───── EXTRACTED DATA ─────

PR #1846, opened 2024-10-14
gui: replace usage of stdlib pipes library with shlex (bug 1914478)

jdmnd:
Python 3.13 removed the already deprecated "pipes" module from the standard library.
Some files were using the "quote" function from pipes, which prior to 3.13 was a re-export of a function with the same name in "shlex".

This change imports the shlex module directly.

https://github.com/python/cpython/blob/3.12/Lib/pipes.py#L66 https://docs.python.org/3/whatsnew/3.13.html

### DIFF
--- a/gui/build.py
+++ b/gui/build.py
@@ -7,7 +7,7 @@ See python build.py --help
 import argparse
 import glob
 import os
-import pipes
+import shlex
 import shutil
 import subprocess
 import sys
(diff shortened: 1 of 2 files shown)


Rob--W:
I don't have review access here, but if I did I would approve this. I had similar fixes in m-c at https://bugzilla.mozilla.org/show_bug.cgi?id=1926140

When this PR is merged and a new release is made, https://bugzilla.mozilla.org/show_bug.cgi?id=1914478 can be closed.

zzzeid (approved):
Thanks for the contribution!

PR #1891, opened 2024-11-29
Allow for pulling from ESR branches.

aosmond:


aosmond:
I updated the push so that it dynamically creates an ESR branch based on the version supplied, rather than hard coding the versions. While this means someone could request an invalid ESR version, e.g. 114.0esr doesn't exist, while 115.0esr does, that doesn't seem meaningfully different from using an invalid Firefox release.

PR #2017, opened 2025-07-31
requirements: update various packages

zzzeid:
- upgrade various packages
- fix upload/download of artifacts in workflow
- pin PyInstaller to avoid bug 1930980
- unpin various dev packages


shtrom (approved):
lgtm

PR #2045, opened 2025-08-08
workflows: update ubuntu image for gui build (bug 1982049)

zzzeid:
- remove ubuntu 20.04
- add ubuntu 24.04

### DIFF
--- a/.github/workflows/deploy-gui.yml
+++ b/.github/workflows/deploy-gui.yml
@@ -10,18 +10,13 @@ jobs:
     strategy:
       matrix:
         os:
-          - ubuntu-20.04
           - ubuntu-22.04
+          - ubuntu-24.04
     env:
       DISPLAY: ":99.0"
       GITHUB_TOKEN: ${{ secrets.GITHUB_TOKEN }}
     steps:
       - uses: actions/checkout@v4
-      - name: setup Ubuntu 20.04
-        if: matrix.os == 'ubuntu-20.04'
-        run: |
-          sudo apt-get update
-          sudo apt install libxcb-xinerama0 libegl-dev -y
       - name: setup Ubuntu 22.04
         if: matrix.os == 'ubuntu-22.04'
         run: |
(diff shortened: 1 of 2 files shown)


.github/workflows/upload-gui-to-workflow.yml
```diff
@@ -11,18 +11,13 @@ jobs:
...
     steps:
       - uses: actions/checkout@v4
-      - name: setup Ubuntu 20.04
-        if: matrix.os == 'ubuntu-20.04'
-        run: |
-          sudo apt-get update
-          sudo apt install libxcb-xinerama0 libegl-dev -y
       - name: setup Ubuntu 22.04
         if: matrix.os == 'ubuntu-22.04'
         run: |
```
cgsheeh, line 28: Same comment as above.

.github/workflows/deploy-gui.yml
```diff
@@ -10,18 +10,13 @@ jobs:
...
     steps:
       - uses: actions/checkout@v4
-      - name: setup Ubuntu 20.04
-        if: matrix.os == 'ubuntu-20.04'
-        run: |
-          sudo apt-get update
-          sudo apt install libxcb-xinerama0 libegl-dev -y
       - name: setup Ubuntu 22.04
         if: matrix.os == 'ubuntu-22.04'
         run: |
```
cgsheeh, line 22: I noticed we don't have a setup step for 24.04. I'm taking the passing CI to mean it isn't required, but wanted to put that on your radar in case we're missing dependencies.

zzzeid: Yeah, I removed those intentionally after testing with/without them. See https://github.com/mozilla/mozregression/compare/8e9532c3f78de1a42fee83efd69cabd1927db674..7100cc1abdd69fbd9b0471d4d73a9edf2c416a19.

zzzeid: I'll test again with a test deployment in case the deploy step is missing something (either in that list or otherwise).

PR #2142, opened 2025-11-28
Add Homebrew installation instructions for macOS GUI

loganrosen:
Now that [a cask for `mozregression-gui` was added](https://github.com/Homebrew/homebrew-cask/pull/237781), recommend Homebrew as the primary installation method for macOS users, with direct DMG download as an alternative. Include link to brew.sh for users who need to install Homebrew first.

### DIFF
--- a/docs/install.md
+++ b/docs/install.md
@@ -17,9 +17,14 @@ For the graphical interface, we provide a simple installation process:
   follow the installation process. Some anti-virus programs falsely claim that
   mozregression is a virus, you can ignore this warning: see [bug 1647533].
 - **macOS**:
-  Download the latest **mozregression-gui.dmg** file from the
-  [github releases]. Once the file is downloaded, open it and drag
-  the "mozregression GUI" icon to "Applications".
+  - **Via Homebrew (recommended)**: Install using the following command:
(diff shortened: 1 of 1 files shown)


loganrosen:
Thanks for the review, @zzzeid!

The cask has a `livecheck` block with `strategy :github_latest`, so Homebrew's tooling automatically detects new releases. Version bumps are typically handled by community volunteers, often via automated tools like [bump-packages](https://github.com/Homebrew/actions/tree/main/bump-packages). This is how all Homebrew casks work, including VS Code, Slack, etc.

On the drag-to-Applications concern: Homebrew handles this automatically. The `app` stanza copies the app to /Applications during install, and `brew upgrade` handles updates. Users don't manually drag anything.

That said, happy to flip the order and present direct download as primary with Homebrew as an alternative for those who already use it. Let me know!

janbrasna:
One observation I have is that publishing a GH Release doesn't necessarily mean it has the signed DMG available in the assets right away. It might appear later, or never for some pre-release drafts. Is the brew/cask automation checking the actual asset existence, or that's for the volunteers to verify before bumping?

─────

WHAT IS REQUIRED | Take the lines from the start of the records through the line holding "Some files were", both included, and please print them exactly, with nothing else.

RESPONSE TO THIS EXERCISE |
PR #1846, opened 2024-10-14
gui: replace usage of stdlib pipes library with shlex (bug 1914478)

jdmnd:
Python 3.13 removed the already deprecated "pipes" module from the standard library.
Some files were using the "quote" function from pipes, which prior to 3.13 was a re-export of a function with the same name in "shlex".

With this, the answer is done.